Despite these advantages, there are some drawbacks of time-SLIP MRA in comparison to contrast-enhanced MRA and CT. First the acquisition time of the sequence described in this study is approximately 8 to 12 min, which is much longer than that of contrast-enhanced MRA.[17-20] However, the longer image acquisition time improves spatial resolution, and it also reduces motion artifacts arising from the pulse wave and breathing. Additionally, whereas only one data acquisition can be performed in contrast-enhanced MRA, there is no limitation in our approach. Second, time-SLIP MRA does have limits to the number of acquisitions in a single session, and therefore it can be difficult to cover the entire lung field with high spatial resolution during a single session. The maximum acquisition range in a single session is 120 mm if the slice thickness is set to 2 mm. However, because there is no time constraint with time-SLIP MRA, the image of entire lung field can be acquired by planning multiple sessions as time allows. A third drawback of our method is that it theoretically cannot eliminate visualization of a venous sac associated with bronchial or non-bronchial systemic artery-to-pulmonary artery anastomosis, although there was no case with this type of reperfusion in the present study because the tag pulse in our method was applied to both right-sided and left-sided outflow tracts. Although this type of reperfusion is rare,[15] optimization of the technique is required to acquire more selective visualization of pulmonary artery. Fourth, at the present stage of development of time-SLIP MRA, CT would still be necessary to develop a treatment plan for embolotherapy because the spatial resolution of the time-SLIP MRA technique is relatively low compared with that of CT, owing to susceptibility to artifacts and limitations of slice thickness imposed by the available equipment. This drawback may be avoidable with use of higher magnetic-field MR imaging scanners that can achieve higher signal-to-noise ratios.
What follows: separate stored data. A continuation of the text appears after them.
PR #6575, opened 2021-08-19
Change exhaust to exhaustAll

FraiZj:
Change exhaust to exhaustAll as first one is deprecated.
[https://rxjs.dev/guide/operators](url)
Screenshot 2021-08-20 121537


cartant (approved):
Thanks.

PR #6577, opened 2021-08-22
docs(operators): fix code example

diyews:
**Description:**

Going to fix code examples so that can run in stackblitz.

### DIFF
--- a/src/internal/operators/endWith.ts
+++ b/src/internal/operators/endWith.ts
@@ -45,9 +45,7 @@ export function endWith<T, A extends unknown[] = T[]>(...values: A): OperatorFun
  *   takeUntil(documentClicks$),
  *   endWith('interval ended by click'),
  * )
- * .subscribe(
- *   x => console.log(x)
- * )
+ * .subscribe(x => console.log(x));
  *
  * // Result (assuming a user clicks after 15 seconds)
  * // "interval started"
--- a/src/internal/operators/endWith.ts
+++ b/src/internal/operators/endWith.ts
@@ -46,7 +46,7 @@ export function endWith<T, A extends unknown[] = T[]>(...values: A): OperatorFun
  *   endWith('interval ended by click'),
  * )
  * .subscribe(
- *   x = console.log(x);
+ *   x => console.log(x)
  * )
  *
  * // Result (assuming a user clicks after 15 seconds)
--- a/src/internal/operators/filter.ts
+++ b/src/internal/operators/filter.ts
@@ -30,6 +30,10 @@ export function filter<T>(predicate: (value: T, index: number) => boolean): Mono
  * import { fromEvent } from 'rxjs';
  * import { filter } from 'rxjs/operators';
  *
+ * const div = document.createElement('div');
+ * div.style.cssText = `width: 200px;height: 200px;background: #09c;`;
+ * document.body.appendChild(div);
+ *
  * const clicks = fromEvent(document, 'click');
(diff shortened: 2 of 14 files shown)


src/internal/operators/endWith.ts
```diff
@@ -46,7 +46,7 @@ export function endWith<T, A extends unknown[] = T[]>(...values: A): OperatorFun
  *   endWith('interval ended by click'),
  * )
  * .subscribe(
- *   x = console.log(x);
+ *   x => console.log(x)
  * )
```
jakovljevic-mladen, line 50: `;` could be added here since almost all other examples use `;`. This file uses it as well. Maybe the whole `subscribe` call could be written in a single line...

diyews: `;` here is a syntax error. As you mentioned, it will be better to make it a single line, thx!

src/internal/operators/filter.ts
```diff
@@ -30,6 +30,10 @@ export function filter<T>(predicate: (value: T, index: number) => boolean): Mono
  * import { fromEvent } from 'rxjs';
  * import { filter } from 'rxjs/operators';
  *
+ * const div = document.createElement('div');
+ * div.style.cssText = `width: 200px;height: 200px;background: #09c;`;
+ * document.body.appendChild(div);
+ *
  * const clicks = fromEvent(document, 'click');
```
diyews, line 37: BTW, `find, findIndex, first` all need a div element to run the example. Or maybe we can refactor to use Typescript only, eg: 
```ts
range(1, 10)
  .pipe(filter(x => x % 2 === 1))
```

src/internal/operators/find.ts
```diff
@@ -40,6 +40,10 @@ export function find<T>(predicate: (value: T, index: number, source: Observable<
  * import { fromEvent } from 'rxjs';
  * import { find } from 'rxjs/operators';
  *
+ * const div = document.createElement('div');
+ * div.style.cssText = `width: 200px;height: 200px;background: #09c;`;
```
benlesh, line 44:
```suggestion
 * div.style.cssText = 'width: 200px; height: 200px; background: #09c;';
```

src/internal/operators/findIndex.ts
```diff
@@ -34,6 +34,10 @@ export function findIndex<T>(predicate: (value: T, index: number, source: Observ
  * import { fromEvent } from 'rxjs';
  * import { findIndex } from 'rxjs/operators';
  *
+ * const div = document.createElement('div');
+ * div.style.cssText = `width: 200px;height: 200px;background: #09c;`;
```
benlesh, line 38:
```suggestion
 * div.style.cssText = 'width: 200px; height: 200px; background: #09c;';
```

src/internal/operators/first.ts
```diff
@@ -53,6 +53,10 @@ export function first<T, D = T>(
  * import { fromEvent } from 'rxjs';
  * import { first } from 'rxjs/operators';
  *
+ * const div = document.createElement('div');
+ * div.style.cssText = `width: 200px;height: 200px;background: #09c;`;
```
benlesh, line 57:
```suggestion
 * div.style.cssText = 'width: 200px; height: 200px; background: #09c;';
```

benlesh (approved):
Thank you, @diyews!

diyews:
😢 My mistake, the `connect` example works but just missing some imports. Add a commit to rollback.
Just some little things I can do while learning the operators. No thanks.

PR #6590, opened 2021-09-12
Update pipe.ts

dscotese:
**Description:**
While examining the docs at https://rxjs.dev/api/index/function/pipe, I saw that `interval` has a useful description, but `pipe` does not, so I added one.  If it's inaccurate, please correct my errors.

### DIFF
--- a/src/internal/util/pipe.ts
+++ b/src/internal/util/pipe.ts
@@ -70,9 +70,10 @@ export function pipe<T, A, B, C, D, E, F, G, H, I>(
 ): UnaryFunction<T, unknown>;
 
 /**
- * pipe() can be called on one or more functions, each of which can take one argument ("UnaryFunction"), to get back
- * a function that passes the result of each subsequent UnaryFunction to the next one.  It's an implementation of
- * what is described at https://typeofnan.dev/how-to-use-pipe-the-pipeline-operator-in-javascript/
+ * pipe() can be called on one or more functions, each of which can take one argument ("UnaryFunction")
+ * and uses it to return a value.
+ * It returns a function that takes one argument, passes it to the first UnaryFunction, and then
+ * passes the result to the next one, passes that result to the next one, and so on.  
  */
 export function pipe(...fns: Array<UnaryFunction<any, any>>): UnaryFunction<any, any> {
   return pipeFromArray(fns);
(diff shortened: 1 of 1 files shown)


src/internal/util/pipe.ts
```diff
@@ -1,6 +1,11 @@
 import { identity } from './identity';
 import { UnaryFunction } from '../types';
 
+/**
+ * pipe() can be called on one or more functions, each of which can take one argument ("UnaryFunction"), to get back
+ * a function that passes the result of each subsequent UnaryFunction to the next one.  It's an implementation of
+ * what is described at https://typeofnan.dev/how-to-use-pipe-the-pipeline-operator-in-javascript/
+ */
```
benlesh, line 8: This is great! Really though, I think we need to move the doc comment to where it's above the implementation. Otherwise, I'm not sure the docs app will pick it up properly.

benlesh (changes requested):

dscotese:
Ahh the learning process.  I didn't realize what I was doing and ended up adding two commits instead of just the one.  The second commit is just pulling in other changes from master. I understand correctly, those changes have already been merged into master, so it won't have any effect.  If it does mess things up, please let me know what I should do to fix it.

src/internal/util/pipe.ts
```diff
@@ -69,6 +69,11 @@ export function pipe<T, A, B, C, D, E, F, G, H, I>(
   ...fns: UnaryFunction<any, any>[]
 ): UnaryFunction<T, unknown>;
 
+/**
+ * pipe() can be called on one or more functions, each of which can take one argument ("UnaryFunction"), to get back
+ * a function that passes the result of each subsequent UnaryFunction to the next one.  It's an implementation of
+ * what is described at https://typeofnan.dev/how-to-use-pipe-the-pipeline-operator-in-javascript/
```
benlesh, line 75: We really don't want to link to third party sites that are beyond our control. Can you please remove this link? 

I think a better add might be to show the primary use case for this utility with RxJS, which is to compose an operator from more than one other operator.

benlesh (changes requested):

src/internal/util/pipe.ts
dscotese: I removed the link and improved the description.  I agree that your suggestion is better than the external link, and if you feel strongly about showing the primary use case, it should be an example, rather than in the description.  In the description, it might be confusing in relation to the fundamental behavior of pipe().

PR #6592, opened 2021-09-14
test: 3 Failing tests to reproduce forkJoin bug (but ignored)

wokier:
**Description:**
Tests to reproduce a bug on forkJoin

**BREAKING CHANGE:**
no

**Related issue:**
https://github.com/ReactiveX/rxjs/issues/6593

### DIFF
--- a/spec/observables/forkJoin-spec.ts
+++ b/spec/observables/forkJoin-spec.ts
@@ -1,6 +1,22 @@
 /** @prettier */
 import { expect } from 'chai';
-import { finalize, forkJoin, map, of, timer } from 'rxjs';
+import {
+  combineAll,
+  concat,
+  concatMap,
+  finalize,
+  first,
+  forkJoin,
+  last,
+  map,
+  mergeAll,
+  Observable,
+  of,
+  pipe,
+  take,
+  timer,
+  zipAll,
+} from 'rxjs';
 import { lowerCaseO } from '../helpers/test-helper';
 import { TestScheduler } from 'rxjs/testing';
 import { observableMatcher } from '../helpers/observableMatcher';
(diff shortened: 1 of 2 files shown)


spec/observables/forkJoin-spec.ts
```diff
@@ -595,5 +611,164 @@ describe('forkJoin', () => {
...
       });
     });
+
+    it('concat reference', () => {
+      const results: Array<number | string> = [];
+      concat(of(1), of(2))
+        .pipe(last())
+        .subscribe({
+          next(value) {
+            results.push(+value);
```
benlesh, line 621: Interesting. Why do we need to convert `value` to a number here? It should already be a number?

spec/observables/forkJoin-spec.ts
```diff
@@ -595,5 +611,164 @@ describe('forkJoin', () => {
...
+    it('should work with concatMap cross types mergeAll', () => {
+      const results: Array<number | string> = [];
+      forkJoin([
+        of('a').pipe(concatMap((val: string) => of(1))) as Observable<number>,
+        of('b').pipe(concatMap((val: string) => of(2))) as Observable<number>,
+      ])
+        .pipe(mergeAll())
+        .subscribe({
+          next(value) {
+            results.push(+value);
```
benlesh, line 695: Here we're pushing `+[1, 2]` onto the array. Basically converting the array to `NaN`. So this is incorrect, and we'd have to push both values into the array, or stop converting it to a number, and push the whole array in, then change the expectation to be `[[1, 2], 'done']` below.

benlesh (commented):
Hi, @wokier! I **really** appreciate the effort here. You thought you saw a bug, and you submitted a PR with tests to prove the bug exists. So you _absolutely did the right thing_. Unfortunately, the tests in this PR have some issues that I've commented on.

I took a quick look in [a stackblitz](https://stackblitz.com/edit/rxjs-n6ygx4?file=index.ts), and it seemed everything was working okay. So I'm going to go ahead and close this PR.

Thank you so much again for the time and effort you put in, I appreciate it!

PR #6594, opened 2021-09-14
fix(Schedulers): Throwing a falsy error in a scheduled function no longer results in strange error objects.

benlesh:
Because TS 4.4 now infers `unknown` for `catch` blocks, we had to make some adjustments.

This also helped us catch a type problem where we were maybe creating `new Error(false)` or `new Error('')`, etc, in some cases.

### DIFF
--- a/spec/schedulers/QueueScheduler-spec.ts
+++ b/spec/schedulers/QueueScheduler-spec.ts
@@ -63,7 +63,7 @@ describe('Scheduler.queue', () => {
     const actions: Subscription[] = [];
     let action2Exec = false;
     let action3Exec = false;
-    let errorValue = undefined;
+    let errorValue: any = undefined;
     try {
       queue.schedule(() => {
         actions.push(
--- a/spec/util/UnsubscriptionError-spec.ts
+++ b/spec/util/UnsubscriptionError-spec.ts
@@ -16,10 +16,13 @@ describe('UnsubscriptionError', () => {
     try {
       subscription.unsubscribe();
     } catch (err) {
-      expect(err instanceof UnsubscriptionError).to.equal(true);
-      expect(err.errors).to.deep.equal([err1, err2]);
-      expect(err.name).to.equal('UnsubscriptionError');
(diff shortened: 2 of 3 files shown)


spec/schedulers/QueueScheduler-spec.ts
```diff
@@ -63,7 +63,7 @@ describe('Scheduler.queue', () => {
     const actions: Subscription[] = [];
     let action2Exec = false;
     let action3Exec = false;
-    let errorValue = undefined;
+    let errorValue: any = undefined;
```
benlesh, line 66: To fix CI ts@latest

spec/util/UnsubscriptionError-spec.ts
```diff
@@ -16,10 +16,13 @@ describe('UnsubscriptionError', () => {
     try {
       subscription.unsubscribe();
     } catch (err) {
-      expect(err instanceof UnsubscriptionError).to.equal(true);
-      expect(err.errors).to.deep.equal([err1, err2]);
-      expect(err.name).to.equal('UnsubscriptionError');
-      expect(err.stack).to.be.a('string');
+      if (err instanceof UnsubscriptionError) {
```
benlesh, line 19: To fix CI ts@latest

src/internal/scheduler/AsyncAction.ts
```diff
@@ -116,7 +116,10 @@ export class AsyncAction<T> extends Action<T> {
       this.work(state);
     } catch (e) {
       errored = true;
-      errorValue = (!!e && e) || new Error(e);
+      // HACK: Since code elsewhere is relying on the "truthiness" of the
+      // return here, we can't have it return "" or 0 or false.
+      // TODO: Clean this up when we refactor schedulers mid-version-8 or so.
+      errorValue = e ? e : new Error('Falsy action error');
```
benlesh, line 122: To fix CI ts@latest *and* correct a weird bit of code that TS 4.4 helped catch.

kwonoj (approved):

PR #6595, opened 2021-09-14
feat: Remove "super gross mode" once and for all! `useDeprecatedSynchronousErrorHandling` is removed

benlesh:
**Notice the target branch is 8.x**

BREAKING CHANGE: Removed `useDeprecatedSynchronousErrorHandling`. No workarounds for this.


src/internal/Subscriber.ts
```diff
@@ -193,13 +192,9 @@ function wrapForErrorHandling(handler: (arg?: any) => void, instance: SafeSubscr
...
     } catch (err) {
-      if (config.useDeprecatedSynchronousErrorHandling) {
-        captureError(err);
-      } else {
-        // Ideal path, we report this as an unhandled error,
-        // which is thrown on a new call stack.
-        reportUnhandledError(err);
-      }
+      // Ideal path, we report this as an unhandled error,
+      // which is thrown on a new call stack.
```
cartant, line 196: nitpick: There is only one path, now. 🎉

cartant (approved):

PR #6600, opened 2021-09-16
docs: fix glossary anchor links

mauromattos00:
**Description:**

As I was reading the docs, I found out that the anchor links in the [Glossary and Semantics page](https://rxjs.dev/guide/glossary-and-semantics) were not working.

After a bit of research, I realized that the anchor links were not in the correct way. So I have opened this PR to fix this problem 😁

## Before

antes

## After

depois


benlesh (approved):

benlesh:
Awesome thank you!

PR #6601, opened 2021-09-17
refactor: change teardown to finalizer/finalization in docs, private api

### LINKED ISSUE #6528: Change language from "teardown" to "finalizer"/"finalization"
Throughout our codebase and our documentation, we talk about "teardown", yet we have an operator called `finalize` and really, "teardown" isn't as descriptive in broader JavaScript-related terminology as "finalize" or "finalization". I think it would be good if we consolidated our language on this.

- [ ] update glossary
- [ ] update docs
- [ ] update variable/param names

sangxxh:
**Description:**

- Update glossary
- Update docs
- Update variable/param/type names and deprecate old type names (with jsdoc `@deprecated`) for backward compatibility

**Related issue (if exists):** Closes #6528


src/internal/types.ts
```diff
@@ -66,7 +66,11 @@ export interface Unsubscribable {
   unsubscribe(): void;
 }
 
-export type TeardownLogic = Subscription | Unsubscribable | (() => void) | void;
+export type FinalizerLogic = Subscription | Unsubscribable | (() => void) | void;
```
benlesh, line 69: The core team have to bike shed this one a bit. 

My gut tells me that `Finalizer` is enough. But I'd need to look at usage. It's really the observable's init return that this was created for.

That's one sort of problem with a big-bang PR like this.

src/internal/operators/catchError.ts
```diff
@@ -128,8 +128,8 @@ export function catchError<T, O extends ObservableInput<any>>(
 
     if (syncUnsub) {
       // We have a synchronous error, we need to make sure to
-      // teardown right away. This ensures that `finalize` is called
-      // at the right time, and that teardown occurs at the expected
+      // finalize right away. This ensures that `finalize` is called
```
benlesh, line 131:
```suggestion
      // finalize right away. This ensures that callbacks in the `finalize` operator are called
```

benlesh (changes requested):
I absolutely love the initiative here. I think we may need to dial back the _code_ changes and keep the documentation/comment changes for now. There's going to be a lot of churn when we move to version 8, and changing some of the names of types and protected properties/methods might not be worth doing until a later time.

I'll mark this as an agenda item for the next core team meeting, but I think that for now we should probably undo any changes to developer-facing APIs.

benlesh:
Core team meeting: For APIs, go ahead and deprecate and update names. However, we're not going to remove anything newly deprecated until version 9 at this point. To give people a chance to adapt.

Also: `FinalizerLogic` should just be `Finalizer`.

sangxxh:
Hi @benlesh, any update for this PR?

benlesh (approved):

benlesh:
@sangxxh Sorry for the delay. This looks good. Can you please resolve the conflicts so I can get this merged? Thanks.

PR #6603, opened 2021-09-19
chore: Skip test that sporadically fails

benlesh:
This test works sometimes and not other times. I stopped skipping it a while back and it seemed to be fixed. I think what's really happening is that it's _not_ fixed, rather the test scheduler is saving us sometimes by bailing out at a max time limit just before the call stack is exceeded... but that's a wild guess. Basically it's a bad test and we need to make a better test, then fix the issue seperately.

### DIFF
--- a/spec/Observable-spec.ts
+++ b/spec/Observable-spec.ts
@@ -881,7 +881,7 @@ describe('Observable', () => {
   });
 
   // Discussion here: https://github.com/ReactiveX/rxjs/issues/5370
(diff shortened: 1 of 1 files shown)


cartant (approved):
Should we create an issue - or a roadmap entry - to remind us to write a better test?

kwonoj:
Created issue without looking this PR -  https://github.com/ReactiveX/rxjs/issues/6630

Issue #6321, opened 2021-05-02
ESM version is never used


akanass:
## Bug Report

**Current Behavior**
`ES5` version is always used in **client project** when we build it with `rollup` or `webpack` even if we set `mainFields` to `es2015` to take `package.json` attribute like in previous version.

`CJS` version is always used in **node project** even if we want to use module in latest node runtime.

This is due to the `exports` attribute in `package.json` which only declares `node` and `default` values.

**Expected behavior**
`ESM` version should be used when **client project** is built and we are using `rxjs` with `import` in `javascript` or `typescript` code and we want to build a script compatible with `HTML <script type="module"> in HTML`

`ESM` version should be used in **node project** if in `package.json`  we set `type:module` attribute and we used it in latest runtime.

**Reproduction**
In a client project,

```typescript
import { ajax, AjaxConfig, AjaxResponse } from 'rxjs/ajax';
import { Observable } from 'rxjs';
```

After that, you have to build the **client project** and you will see that only `ES5` version is taken and not `ESM` version even if we set `mainFields` to `es2015` in `webpack` or `rollup` config.

In a Node project,

```typescript
import { Observable } from 'rxjs';
```

Build your project and in `package.json` set `type:module` and you will see that only `CJS` version is taken.

**Environment**
- RxJS version: `7.0.0`

**Possible Solution**

You can see all possibilities [here](https://webpack.js.org/guides/package-exports/#reference-syntax) and we have to make a proposition to change `package.json:exports` attribute

You can see examples in the link provided before and they are explaining how to manage `node` and `module`  version.

If we don't change the `exports` attribute, we should allow build system to take the good version we want using `main`, `module` or `es2015` attributes from `package.json` like it was possible in previous version especially for client project.

benlesh:
I'm looking through the solutions here and none of them seem ideal: https://webpack.js.org/guides/package-exports/#target-environment-independent-packages

One thing I know comes up is situations where people are doing `instanceof` checks. The "stateless" solution for Node seems like it would cause issues. One gotcha is RxJS Observables are often used as a return type from third party packages. Some may use ESM, and other CJS, if that's the future there. 

In other news: God, I hate module systems.

benlesh:
Core Team Meeting: We probably can't act on this during version 7, because it would incur a breaking change for some folks. But we definitely want to move to modern ESM in version 8, probably ES2018+.

shrinktofit:
[...]

PR #6613, opened 2021-09-23
Add exports to package.json on 6.x branch

crisbeto:
This is along the same lines as #6192, but for the 6.x branch.

On Angular we're exploring changing our packaging to be based around ES modules and rxjs is currently a blocker, because it doesn't specify the `exports` field on the `package.json` in the 6.x branch like it does in 7.x. These changes add an identical configuration.

### DIFF
--- a/package.json
+++ b/package.json
@@ -4,6 +4,44 @@
   "description": "Reactive Extensions for modern JavaScript",
   "main": "index.js",
   "sideEffects": false,
+  "exports": {
+    ".": {
+      "node": "./index.js",
+      "es2015": "./_esm2015/index.js",
+      "default": "./_esm5/index.js"
+    },
+    "./ajax": {
+      "node": "./ajax/index.js",
+      "es2015": "./_esm2015/ajax/index.js",
+      "default": "./_esm5/ajax/index.js"
+    },
+    "./fetch": {
+      "node": "./fetch/index.js",
+      "es2015": "./_esm2015/fetch/index.js",
+      "default": "./_esm5/fetch/index.js"
+    },
+    "./operators": {
+      "node": "./operators/index.js",
+      "es2015": "./_esm2015/operators/index.js",
+      "default": "./_esm5/operators/index.js"
+    },
+    "./testing": {
+      "node": "./testing/index.js",
+      "es2015": "./_esm2015/testing/index.js",
+      "default": "./_esm5/testing/index.js"
+    },
+    "./webSocket": {
+      "node": "./webSocket/index.js",
+      "es2015": "./_esm2015/webSocket/index.js",
+      "default": "./_esm5/webSocket/index.js"
+    },
+    "./internal/*": {
+      "node": "./internal/*.js",
+      "es2015": "./_esm2015/internal/*.js",
+      "default": "./_esm5/internal/*.js"
+    },
+    "./package.json": "./package.json"
+  },
   "config": {
     "commitizen": {
       "path": "cz-conventional-changelog"


package.json
```diff
@@ -4,6 +4,37 @@
   "description": "Reactive Extensions for modern JavaScript",
   "main": "index.js",
   "sideEffects": false,
+  "exports": {
+    ".": {
+      "node": "./index.js",
+      "default": "./_esm5/index.js"
```
IgorMinar, line 10: can you please also include `es2015` version here and in all the other entry-points?
```suggestion
      "default": "./_esm5/index.js",
      "es2015": "./_esm2015/index.js"
```

IgorMinar (approved):
otherwise lgtm! thank you @crisbeto! 🚀 ❤️

package.json
IgorMinar: we should also forward-port this change to rxjs@7, @crisbeto could you please send a separate PR for that? thank you

IgorMinar: This change would fix https://github.com/ReactiveX/rxjs/issues/6321 as well.

crisbeto: Done. Will send a PR for the v7 branch ASAP.

crisbeto:
Feedback has been addressed.

benlesh (approved):

benlesh:
This is an apparent oversight on our part. I'm surprised it went this long without anyone reporting it (Unless we missed the report). Thanks, @crisbeto

benlesh:
The changes look okay, but I'm still double checking what/how this might break folks. It's not readily apparent to me that someone's build won't go belly-up if they're running `^6`, given that this is going to effect bundlers in ways I'm not quite familiar with.

benlesh:
NOTE: The ts@latest CI failure can be ignored. It's untyped try/catch blocks we still need to update in the 6.x branch.

package.json
crisbeto: https://github.com/ReactiveX/rxjs/pull/6614

benlesh:
After some discussion:

- @cartant pointed out that this change will probably break users of `rxjs-compat`, which 6.x needs to support.
- @trxcllnt noted that this will possibly break node users, because they may be requiring things in differently than bundled apps, and node won't allow you to require anything that isn't explicitly in the "exports" map. @kwonoj pointed out that we've defined `/internal/*` so that's probably not an issue.
- Several unanswered questions about the `es2015` conditional and who/what uses it.

@crisbeto @IgorMinar Can you address any of these concerns? 

IIRC, when this was added by @samccone, there was some discussion about whether or not it should go into the 6.x branch as well, and there was general agreement that it would constitute a breaking change so we opted to not do that. However I'm not able to find the conversation.  It might be that since we added the special handling for `internal/*`, it's not going to break anyone. There just seems to be some uncertainty about that right now. `rxjs-compat` adds a new angle on that I hadn't considered, and I'm glad that @cartant pointed it out.

As it stands, I think we'll want to wait until the next RxJS core team meeting so we can reach consensus on this. Right now it seems like the majority of RxJS core team members are leaning towards "unsure" or "no, because it's a breaking change". 

It may be that we just need to decide what amount of breakage is acceptable as well. (That's the sort of decision people make when they fix bugs for even patch releases, after all) If it's very low risk, it's probably okay to release this as a minor, IMO &mdash; but again, I think the team needs to reach consensus before we act

IgorMinar:
I've discussed this with the team, and @clydin is going to respond with more details, but we understand the hesitation and support you doing the right thing for everyone — whatever that ends up being.

clydin:
For usage with the Angular CLI, we are now able to apply a temporary workaround for rxjs 6 usage by internally enabling a Webpack option that disables ESM compliant behavior for a package or module.  While this allows Webpack-based bundling to succeed, it is not an ideal solution as it is Webpack specific and does not necessarily apply to other bundlers nor Node.js itself.  For the Angular CLI, accumulating package specific workarounds is also, unfortunately, not an ideal or sustainable long-term solution.  For these reasons, if possible, it would be preferred that the package was made ESM compliant via this or a similar PR.  However, we do understand there is a balance that must be achieved when considering the potential for breaking changes.

In regards to mitigating breaking changes, there is also the option to add support for full deep importing of the package via a final subpath pattern (`"./*": “./*”`). This effectively disables the encapsulation normally provided by the `exports` field.

benlesh:
This seems unnecessary at this point, so I'm going to close it.

PR #6620, opened 2021-09-29
fix: fix types file path cannot be resolved

zthxxx:
will cause an error with [`eslint-import-resolver-typescript`](https://github.com/alexgorbatchev/eslint-import-resolver-typescript/blob/v2.5.0/src/index.ts#L125), due to missing types files.

image

image


kwonoj:
Dupe of https://github.com/ReactiveX/rxjs/pull/6293 .

zthxxx:
@kwonoj  why not just remove typesVersions field? It's not supported ts version < 4.2 at all.

PR #6919, opened 2022-04-02
chore(interval): convert interval specs to run mode

tmair:
**Description:**
This PR converts `interval` unit tests to run mode.

None

### DIFF
--- a/spec/observables/interval-spec.ts
+++ b/spec/observables/interval-spec.ts
@@ -14,35 +14,6 @@ describe('interval', () => {
     rxTestScheduler = new TestScheduler(observableMatcher);
   });
 
-  it('should create an observable emitting periodically', () => {
-    rxTestScheduler.run(({ expectObservable, time }) => {
-      const values = {
-        a: 0,
-        b: 1,
-        c: 2,
-        d: 3,
-        e: 4,
-        f: 5,
-      };
-
-      const period = time('--|           ');
-      //                     --|
-      //                       --|
-      //                         --|
-      //                           --|
-      //                             --|
-      //                               --|
-      const expected = '   --a-b-c-d-e-f-';
-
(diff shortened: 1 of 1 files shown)


spec/observables/interval-spec.ts
```diff
@@ -1,64 +1,101 @@
...
+      const expected = '   --a-b-c-d-e-f-';
+
+      const e1 = interval(period).pipe(
+        take(6), // make it actually finite, so it can be rendered
+        concat(NEVER) // but pretend it's infinite by not completing
+      );
+
+      expectObservable(e1).toBe(expected, values);
+    });
   });
```
jakovljevic-mladen, line 44: I'm not sure that we need this test at all. It seems that this test used to be used as a placeholder for the generation of the marble diagram images.

Since we don't create marble diagram images out of the tests anymore, comments `// make it actually finite, so it can be rendered` and `// but pretend it's infinite by not completing` are obsolete.

If the entire test does not make any value (or, if there is a test that does something similar), I would suggest removing it.

However, if the test makes any value, at least removal of these comments would be a good idea. And probably `concat(NEVER)` is not needed as well...

tmair: I don't exactly know if it can be removed. I also guess, that it was used to render diagram images.

It seems that the test next test in the file asserts pretty much the same as this one.

jakovljevic-mladen: Yeah, many files contain very similar first and second test, just because the first one was used for marble rendering purposes. I suggest removing this test, or at least removing comments related to the marble diagrams. However, I'd like to hear @cartant and/or @benlesh's opinion.

cartant: Yeah, I agree. Let's remove the test.

cartant (approved):

PR #6934, opened 2022-04-16
docs: fix mergeMap/switchMap copy/paste error

cartant:
**Description:**

Fixes a copy/paste error in the `switchMapTo` TSDoc - the replacement should be `switchMap` and not `mergeMap` - that was mentioned [here](https://github.com/ReactiveX/rxjs/pull/6860#pullrequestreview-914312284) and [here](https://github.com/ReactiveX/rxjs/pull/6860#pullrequestreview-919493278).


jakovljevic-mladen (approved):
LGTM

PR #6936, opened 2022-04-19
docs: Inline templates, correct type errors that revealed.

benlesh:
This change simply uses inline template instead of `templateUrl`. I've always hated `templateUrl` haha. 

Anyhow, doing this reveals more type errors and gives better feedback in VS Code (if you're using Angular Language Service).


docs_app/src/app/shared/search-results/search-results.component.ts
```diff
@@ -45,14 +71,16 @@ export class SearchResultsComponent implements OnChanges {
     }
```
jakovljevic-mladen, line 71: Since you added check in `ngOnChanges`, this part: `if (!search) { return []; }` can be removed.

jakovljevic-mladen (approved):
LGTM. One check can be removed since it was moved to another place.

Our study has several limitations. First, the sample size was relatively small. Second, there might be a potential selection bias because four lesions were omitted due to the limitation of acquired range in a single MR imaging session. Third, in the follow-up group, reperfusion was not confirmed by DSA in all cases. Therefore, the rate of reperfusion in our study might have been underestimated, although we believed that this possibility was low because both the contrast-enhanced CT and time-resolved contrast-enhanced MRA showed evidence of complete occlusion. Fourth, in our study, the lesions treated by sac filling or other embolic materials, including detachable balloon and vascular plugs, were not included. Therefore, further investigation to clarify the ability of time-SLIP MRA to detect these lesions would be warranted.

In conclusion, although this study was a small series and further investigation should be planned, our initial results indicate that time-SLIP MRA could be a feasible method for diagnosis and post-embolotherapy follow-up in patients with PAVM.